I was having a chat with a newly married friend when she suddenly stopped and said,

“I want to start a family, but I’m not too sure.”

Relieved that it wasn’t some troubling marital revelation, I assured her that her confusion was natural and that time would probably grant her more clarity.

However, her predicament didn’t end there. She had always envisioned herself to be a home-maker, but now when it was actually time to start a family, she wasn’t too sure if she wanted to compromise on her promising career. To top it all off, she was not only confused, but rather, was ashamed to admit that she couldn’t naturally or unequivocally choose her family life over her career.

I, for one, could completely relate to her since I faced the exact same dilemma when I had my daughter a couple of years ago. Given my personal struggle with this issue and my countless discussions with friends and colleagues, over time I have gained some insight into this perplexing conundrum.

When we dig deep to assess why most of us millennials feel the way we feel, we find that a lot of young women today in Pakistan come from families with stay-at-home mothers. We have grown to appreciate their constant attention and supervision (which seemed much of a nuisance in our teenage years); our mind has conditioned us to equate stay-at-home parenting with the best form of parenting.

However, at the same time we realise that our stay-at-home mothers haven’t truly raised us to be like them. They have encouraged us to be more independent (monetarily and otherwise) and career-driven, by investing so much time and energy into our education and prospective career choices. Thus, these very home-making mothers have consciously or unconsciously raised us to not just be home-makers.

Furthermore, while we are intrinsically inclined a certain way, we also belong to a very divided and opinionated culture, so our confusion about this issue isn’t all that surprising. On one hand, old school beliefs perpetuate the idea that stay at home mothering is the ideal form, and that career driven women selfishly damage their family lives.

On the other hand, the “liberal and empowered” section of society deems stay-at-home parenting as an archaic principle and wastage of women’s education.

Therefore, under these opposing influences, a young woman finds it excruciatingly difficult to make the ‘right’ choice, because choosing one comes at the expense of the other.

So if you are a young woman who finds herself having to make this choice, realise that you are not alone. This is a huge decision and to seek the right course of action I humbly suggest you consider the following:

-Acknowledge your fears and concerns. Acknowledge that you don’t need to apologise or be ashamed for what you feel. Acknowledge your dreams, whether it is to be successful at your career or to be a perfect home-maker. And even if you want to have it all!

-Explore all parenting options, work out their logistics and address consequences. If you want to work full-time, consider the availability of family, day-care or a nanny, and whether you are comfortable leaving your child with them. You could also work part-time or from home, but then discuss the workings of such an arrangement with your employer. Or, you might want to take a couple of years off – but that might compromise your career growth.

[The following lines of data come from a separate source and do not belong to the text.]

Issue #2787, opened 2023-11-15
Lapce does not cooperate with system clipboard and appears to use its own internal one


alexpyattaev:
## Lapce Version

Lapce v0.3.0 
Nightly 8dc41a0 

## System information

Arch x86_64, KDE wayland 

## Describe the bug
When I copy text into clipboard (via middle mouse button or keyboard hotkey) in any other application, the text can then be pasted as usual (with middle mouse or keyboard hotkey). When I copy text in Lapce (via hotkey) it can then be pasted in lapce (via hotkey). However, there appears to be no connection between lapce clipboard and system clipboard, i.e. text copied from another app can not be pasted into lapce and vice versa.  

## Additional information
I have seen similar issues on other KDE setups. The issue does not seem to occur on Ubuntu desktop with same version of Lapce. 
If necessary I can try to investigate this further but I have no idea what to look for - there are no errors in any logs that I can see.

dvaerum:
I am having the same experience, I am on version v0.3.0, just to say that you are not alone :sweat_smile:

MinusGix:
I'm seeing this on Sway as well, so it isn't strictly KDE probably.

lukaslihotzki:
This is related to #2768 and is caused by Lapce only supporting the X11 clipboard, not the Wayland clipboard. So, Lapce runs its window on Wayland, but opens an extra connection to X11 for the clipboard.

I propose that Lapce should do what Alacritty does, because the Alacritty clipboard works well on Wayland and it also uses winit and copypasta. This would be done by copying the [clipboard.rs file](https://github.com/alacritty/alacritty/blob/master/alacritty/src/clipboard.rs) from Alacritty to Lapce and use that instead of `ClipboardProvider::new()`. Also, we would need the `RawDisplayHandle` from winit (or floem) to pass it to clipboard.rs.

alexpyattaev:
I would have never guessed it is even possible to use X11 clipboard from wayland app... I'd be happy to test any fix if that would help but I'm certainly not qualified to implement this.

lukaslihotzki:
@alexpyattaev, then please test the fix in #2815.

alexpyattaev:
Thank you for addressing this!

Issue #2768, opened 2023-11-07
Crash when pressing enter or backspace in editor


lukaslihotzki:
## Lapce Version

0.3.0

## System information

Arch Linux, Wayland, sway, XWayland disabled (start sway with `xwayland disable` in the config).

## Describe the bug
When XWayland is disabled, pressing Enter or Backspace in the Editor crashes lapce:
```
thread 'main' panicked at lapce-app/src/doc.rs:75:43:
called `Result::unwrap()` on an `Err` value: XcbConn(ClosedParseErr)
note: run with `RUST_BACKTRACE=1` environment variable to display a backtrace
```

Panic is at https://github.com/lapce/lapce/blob/master/lapce-app/src/doc.rs#L75.

## Additional information

This crash is caused by an Xcb connection fail because the Clipboard is X11-only. This issue can be fixed in multiple ways:
- Add native Wayland support for the clipboard.
- Use the clipboard API only if the user does a clipboard-related action.
- Handle the error gracefully, so just copy and paste does not work if the clipboard API errors.

Also, when this code needs a redesign, the ClipboardProvider should be kept after creation. This may fix #2676.

panekj:
Wayland is not supported

Kulasko:
Can confirm this error using Arch/GNOME/X11.

PR #2815, opened 2023-11-25
bump floem and use floem::Clipboard

lukaslihotzki:
After #2794 and #2660, I also made a clipboard PR. It supports Wayland and uses the clipboard protocol for GUI applications there, so the clipboard should reliably work in containers like Flatpak in the future without extra permissions. Fixes https://github.com/lapce/lapce/issues/2787, https://github.com/lapce/lapce/issues/2768, https://github.com/lapce/lapce/issues/2676.

It requires the corresponding PR in floem (https://github.com/lapce/floem/pull/203).

### DIFF
--- a/lapce-app/Cargo.toml
+++ b/lapce-app/Cargo.toml
@@ -51,8 +51,7 @@ sled = "0.34.7"
 bytemuck = "1.14.0"
 tokio = { version = "1.21", features = ["full"] }
 futures = "0.3.26"
-clipboard = "0.5.0"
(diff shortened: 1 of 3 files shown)


lapce-app/Cargo.toml
```diff
@@ -52,8 +52,7 @@ bytemuck = "1.14.0"
 tokio = { version = "1.21", features = ["full"] }
 futures = "0.3.26"
 clipboard = "0.5.0"
```
panekj, line 54: clipboard is not removed

alexpyattaev:
Hey, this appears to work correctly. Thank you! It did crash on the very first startup though. But I am quite sure this is unrelated.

Lastly, you could choose to be a stay-at-home mother and be completely content with that life-style choice.

-Don’t be too rigid in your decision because your perception of motherhood might be different from your actual experience. Decide and plan in advance, but be ready to face surprises. Either way, you will know what you want and how you want it.

-Be content and don’t compare your situation to anyone else’s. What you choose for your family might not work for other people and what they’ve chosen might not work for you; so don’t judge and don’t feel judged when you make your decision.

In the end, just remember that, no matter what decision you make, you are and will be a great mother – do not let anyone tell you otherwise.

Mariam Javed

Mariam Javed

The author is a LUMS graduate, with a Bachelors degree in Economics. She is currently living in South Africa with her husband and a very busy two year old, remotely contributing to social projects in Pakistan.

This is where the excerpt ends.